Levetiracetam (LEV) is an antiepileptic drug that is clinically effective in generalized and partial epilepsy syndromes. The use of this drug has been increasing in clinical practice and intra- or -interindividual variability has been exhibited for special population. For this reason, bioanalytical methods are required for drug monitoring in biological matrices. So this work presents a dispersive liquid-liquid microextraction method followed by gas chromatography-mass spectrometry (DLLME-GC-MS) for LEV quantification in human plasma. However, due to the matrix complexity a previous purification step is required.
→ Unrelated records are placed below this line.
PR #190, opened 2018-03-11
[WIP] implement coordinate reprojection

urschrei:
This should implement coordinate reprojection on all Geometries which implement MapCoords. <s>However, I'm not at all sure I've got the type bounds correct (It _looks_ like `Reproject` shouldn't need any, but I think I need it for the impl on MapCoords).</s> The actual problem is that I'm getting a type mismatch error in the `project` function:

      --> src/algorithm/reproject.rs:22:62
       |
    22 |             let reprojected = source_proj.project(dest_proj, Point::new(x, y));
       |                                                              ^^^^^^^^^^^^^^^^ expected struct `geo::types::Point`, found struct `types::Point`
       |
       = note: expected type `geo::types::Point<_>`
                  found type `types::Point<T>`

And I have no idea why it's occurring, so if anyone has any ideas…

### DIFF
--- a/Cargo.toml
+++ b/Cargo.toml
@@ -18,6 +18,7 @@ serde = "1.0"
 serde_derive = "1.0"
 spade = "1.3.0"
 postgis = { version = "0.5", optional = true }
+proj = { version = "0.3", optional = true }
 
 [features]
 default = []
--- a/Cargo.toml
+++ b/Cargo.toml
@@ -23,6 +23,7 @@ proj = { version = "0.3", optional = true }
 [features]
 default = []
 postgis-integration = ["postgis"]
+reprojection = ["proj"]
 
 [dev-dependencies]
 approx = "0.1.1"
--- a/src/algorithm/mod.rs
+++ b/src/algorithm/mod.rs
@@ -46,6 +46,6 @@ pub mod to_postgis;
 pub mod haversine_length;
 /// Calculate, and work with, the winding order of Linestrings
 pub mod winding_order;
-/// Apply a projection transformation to a Geometry
+/// Apply a coordinate projection transformation to a Geometry using `rust-proj`
 #[cfg(feature = "reprojection")]
 pub mod reproject;
--- a/src/algorithm/mod.rs
+++ b/src/algorithm/mod.rs
@@ -46,3 +46,6 @@ pub mod to_postgis;
 pub mod haversine_length;
 /// Calculate, and work with, the winding order of Linestrings
 pub mod winding_order;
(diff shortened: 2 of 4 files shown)


rory:
I don't really know a lot of the theory behind spatial reference projections. But I have a gut feeling that this isn't totally right. You're doing a simple MapCoords on each coordinate to convert from one SRS to another. But does that work? If you have a simple linestring, with 2 points (a start & an end), this code will project that to a simple straight line in the other SRS. But that's not always the case, right? Sometimes a straight line in one coordinate system would be a curved line in another, right?

urschrei:
> Sometimes a straight line in one coordinate system would be a curved line in another, right?

I don't *think* this is a problem. Two lines with the same geodetic coordinates would appear curved _relative_ to each other when projected into different spatial reference systems (or if one were cartesian coordinates, and the other were in e.g. Robinson). AFAIK (I need to double-check this using GEOS) it's not a problem since the curvature would only be applied when representing the line visually; within the projected SRS, and for the purposes of operations, lines are straight.

urschrei:
The type mismatch error is probably due to [this](https://github.com/rust-lang/rust/issues/48953).

 Having projection / transformation functionality in a separate crate also seems redundant, since it depends on `Geo` anyway, so I think there's a case for just integrating it as an optional feature, then implementing the trait(s) on `MapCoords` (assuming the GEOS comparison works out as expected) as per this PR. Now that [`proj-sys`](https://github.com/georust/proj-sys) exists, people can do their own thing with non-`Geo` types if they'd prefer to stay outside the ecosystem in any case. There would have to be some housekeeping on the `rust-proj` crate to ensure that potential users can easily find it, too. @frewsxcv, what do you think?

urschrei:
(Closing in favour of a new PR)

rory:
FYI, since you seem to be aware of projections and stuff, my objection is addressed. :)

frewsxcv:
@urschrei i'm okay with your other PR that uses `proj-sys`, but it seems like it could be cleaner just to remove the usage of `geo::Point` from `proj`, add a `proj::Point`, and remove the `geo` dependency altogether, then use `proj` here. what do you think?

frewsxcv:
if you'd prefer, we can merge your other `proj-sys` pull request for now and open an issue for my idea in my previous comment

urschrei:
My thinking with the all-inclusive PR was that anyone wanting to reproject coordinates would probably also be using Geo, so why have separate crates. Also, a `Proj`-native `Point` would be missing the nice `from` things we have for primitive `Point`-like things here, although it's not a ton of work to implement those.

Unlike other pretreatment techniques presented in the literature, for the first time, a procedure employing ultrafiltration tubes Amicon® (10 kDa porous size) without organic solvent consumption was developed. GC-MS analyses were carried out using a linear temperature program, capillary fused silica column, and helium as the carrier gas. DLLME optimized parameters were type and volume of extraction and dispersing solvents, salt addition, and vortex agitation time. Under chosen parameters (extraction solvent: chloroform, 130 μL; dispersing solvent: isopropyl alcohol, 400 μL; no salt addition and no vortex agitation time), the method was completely validated and all parameters were in agreement with the literature recommendations. LEV was quantified in patient’s plasma sample using less than 550 μL of organic solvent.